# A question on nationality



## G.Mac. (Oct 23, 2012)

Hello everyone.
I've been a frequent visitor to the forums for a few weeks and have finally decided to join to take part in all the discussions that go on here. Allow me to introduce myself in a few words; I am originally from Brazil but my Dad's job has meant I've lived in 9 countries! I have been living in the UK now for just over 5 years having studied here and now been working in Manchester for over a year for a financial services company.

My first question for the forum relates to Portuguese nationality, my mother is currently in the process of acquiring nationality through her grandparents (a process which has been in the works for almost 6 years now; with getting birth certificates & all relevant documents). It has been about 6 weeks now since the Portuguese authorities received the application and are processing it. 

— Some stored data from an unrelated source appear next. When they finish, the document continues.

PR #363, opened 2017-02-06
Implement Time() for Commit struct

rickharris:
Follows the pattern from calculating `Signature.Time`.

I'd ultimately like to use this in the v0.24 and v0.25 branches, but I'm not sure what the best first step for that is. If this change is approved, I'll be glad to see it through to those branches however the maintainer's would like!

### DIFF
--- a/commit.go
+++ b/commit.go
@@ -9,6 +9,7 @@ import "C"
 
 import (
 	"runtime"
+	"time"
 	"unsafe"
 )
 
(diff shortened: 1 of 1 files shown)


carlosmn:
This is just a convenience method to avoid going though the committer signature, so we should just be doing that instead of dropping into C ourselves. It exists separately partly just to avoid the overhead in C of dealing with the signature, but in Go w can write

```go
func (c Commit) Time() time.Time {
    return c.Committer().When
}
```

which reduces the duplication in conversion logic and gets us to the same information.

While not putting all my eggs in one basket, the whole family is very confident of the nationality application not facing any problems along the way; now when I become eligible to apply, will my path be the same as my mother's? Would I automatically qualify for a passport as a result of my mother having a Portuguese passport? Or would I have to submit my own request to the authorities and provide all documentation like birth certificates and police certificates and wait the amount of time it takes for them to process the request?

My understanding of all sources I have searched (including on here) is that it will take longer for my Mother because she is applying through two generations of ancestry (to her grandparents), while in my case it would just be mother - son so I'm taking an educated guess that I might not face the same process?

All answers on here will be greatly appreciated and I look forward to getting to know some of the members here over time. Regards!!


----------



## G.Mac. (Oct 23, 2012)

Oh I'm sorry I got carried away before, forgot to mention that I have been to Portugal many times and my parents bought an apartment there 18 months ago and go there often now and will retire in Aveiro in 3 years time


----------



## canoeman (Mar 3, 2011)

As far as I know you'll need to repeat process but it'll be easier as you'll use your mothers Nationality as the start point.
As you've been living in UK for 5 years then you might be able to apply for British Citizenship


----------



## G.Mac. (Oct 23, 2012)

Hi canoeman, thanks for the reply there; seems like it's what I had expected by doing the same process.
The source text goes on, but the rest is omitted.